Synaccess Agent
The Synaccess Agent interfaces with the power strip over ethernet to control different outlets as well as get their status.
usage: python3 agent.py [-h] [--ip-address IP_ADDRESS] [--username USERNAME]
[--password PASSWORD]
[--outlet-names OUTLET_NAMES [OUTLET_NAMES ...]]
[--num-outlets NUM_OUTLETS]
Agent Options
- --ip-address
IP address for the device.
- --username
Username credential to login to device.
- --password
Password credential to login to device.
- --outlet-names
List of outlet names.
- --num-outlets
Number of outlets for the device.
Default: 5
Configuration File Examples
Below are configuration examples for the ocs config file and for running the Agent in a docker container.
OCS Site Config
To configure the Synaccess Agent we need to add a Synaccess Agent block to our ocs configuration file.
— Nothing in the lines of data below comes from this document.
PR #38, opened 2026-02-08
Integrate package context into fee and weight calculations; add absolute fee target

evanlinjin:
## Package context for CPFP

When a `Package` is set via `with_package()`, all fee and weight calculations now automatically include parent transaction context:

- `weight()` returns `child_weight + parent_weight`
- `fee()` returns `child_fee + parent_fee`
- `implied_feerate()` returns package feerate

New methods for when child-only values are needed:
- `weight_without_package()`
- `fee_without_package()`
- `package()` accessor

RBF calculations (`replacement_excess`) use child weight only since Bitcoin's RBF rule 4 applies to the replacing transaction, not the package.

## Absolute fee target

Adds a `TargetFee::absolute` field that acts as a minimum absolute fee floor, checked independently alongside the existing feerate and replacement constraints.

**Use cases:**
- **Payjoin (BIP 78):** The receiver must not decrease the original transaction's absolute fee when adding inputs.
- **Application-level policy minimums:** Supports `bdk_wallet`'s `TxBuilder::fee_absolute()` API where users set a fee floor regardless of feerate.

**Changes:**
- `TargetFee::absolute: u64` — minimum absolute fee the transaction must pay
- `CoinSelector::absolute_excess()` — how much the selection overshoots the absolute fee requirement
- `absolute_excess` integrated into `excess()` via `.min()` so the most binding constraint wins
- `implied_fee()` accounts for `absolute` via `.max()`
- `LowestFee::bound()` handles the absolute constraint for correct branch-and-bound behavior

Note: absolute fee is complementary to package context, not a replacement. Package context changes how the feerate constraint itself scales with child weight (the parent's fee/weight are inside the feerate calculation). An absolute fee floor is an independent constraint for cases where a fixed sat minimum comes from an external source.

### DIFF
--- a/src/coin_selector.rs
+++ b/src/coin_selector.rs
@@ -245,6 +245,7 @@ impl<'a> CoinSelector<'a> {
     /// this means the transaction will overpay for what it needs to reach `target`.
     pub fn excess(&self, target: Target, drain: Drain) -> i64 {
         self.rate_excess(target, drain)
+            .min(self.absolute_excess(target, drain))
             .min(self.replacement_excess(target, drain))
     }
 
@@ -259,7 +260,7 @@ impl<'a> CoinSelector<'a> {
     }
 
     /// How much the current selection overshoots the value need to satisfy `target.fee.rate` and
-    /// `target.value` (while ignoring `target.min_fee`).
+    /// `target.value` (while ignoring `target.fee.absolute`).
     pub fn rate_excess(&self, target: Target, drain: Drain) -> i64 {
         self.selected_value() as i64
             - target.value() as i64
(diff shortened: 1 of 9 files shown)


aagbotemi (commented):
The approach of adding `Package` to `CoinSelector` is good one and works well for the UTXO selection for CPFP use case.

evanlinjin:
I also want to add an absolute fee target.

**Payjoin (BIP 78):** The payjoin proposal MUST NOT decrease the absolute fee of the original transaction.

Some users may want to select their fee based on an absolute value (not sure why, but some wallets provide this feature).

src/coin_selector.rs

Here is an example configuration block using all of the available arguments:
{'agent-class': 'SynaccessAgent',
'instance-id': 'synacc',
'arguments':[
['--ip-address', '10.10.10.8'],
['--username', 'admin'],
['--password', 'admin'],
['--outlet-names', ['outlet1', 'outlet2', 'outlet3', 'outlet4', 'outlet5']]
]}
Docker Compose
The Synaccess Agent should be configured to run in a Docker container. An example docker-compose service configuration is shown here:
ocs-synacc:
image: simonsobs/socs:latest
hostname: ocs-docker
network_mode: "host"
environment:
- INSTANCE_ID=synacc
volumes:
- ${OCS_CONFIG_DIR}:/config:ro
Since the agent within the container needs to communicate with hardware on the
host network you must use network_mode: "host"
in your compose file.
Agent API
- class socs.agents.synacc.agent.SynaccessAgent(agent, ip_address, username, password, outlet_names=None, num_outlets=5)[source]
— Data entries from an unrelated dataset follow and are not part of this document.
PR #2828, opened 2025-08-06
firmware: flush uart before reboot

SimonRenblad:
### Flush UART before rebooting with `artiq_coremgmt`

Needs https://github.com/m-labs/misoc/pull/173.

Delays until the UART tx fifo is empty. 

#### Testing
Runtime firmware builds, UART log flushes correctly on reboot. Passes HITL tests.
Satman firmware builds. DRTIO setups not tested.


jordens:
flush functionality in misoc uart would be generically useful.

PR #2841, opened 2025-08-19
log set_level: modify buffer log level only

dly04:
Fix the global log level at TRACE, modifying only buffer log level when calling `artiq_coremgmt log set_level`.
By replacing `set_max_level `being called after `artiq_coremgmt log set_level` by `set_buffer_log_level` (copied from artiq-zync firmware).
So that `artiq_coremgmt log set_level` won't affect UART log level.
Tested on Kasli v2.0.2.

### DIFF
--- a/flake.lock
+++ b/flake.lock
@@ -11,11 +11,11 @@
         ]
       },
       "locked": {
-        "lastModified": 1756033593,
-        "narHash": "sha256-/Tb+dC4rAwcB2NVC7I2iiUSucl+LML/Fmqrkal/bhRU=",
+        "lastModified": 1756174750,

Agent to control and monitor Synaccess Networks PDUs.
- Parameters:
ip_address (str) – IP address for the device.
username (str) – Username credential to login to device.
password (str) – Password credential to login to device.
outlet_names (list of str) – List of outlet names.
num_outlets (int) – Number of outlets for device.
- reboot(outlet)[source]
Task - Reboot a given outlet.
- Parameters:
outlet (int) – The outlet that we are changing the state of.
- set_outlet(outlet, on)[source]
Task - Set a particular outlet on/off.
- Parameters:
outlet (int) – The outlet that we are changing the state of.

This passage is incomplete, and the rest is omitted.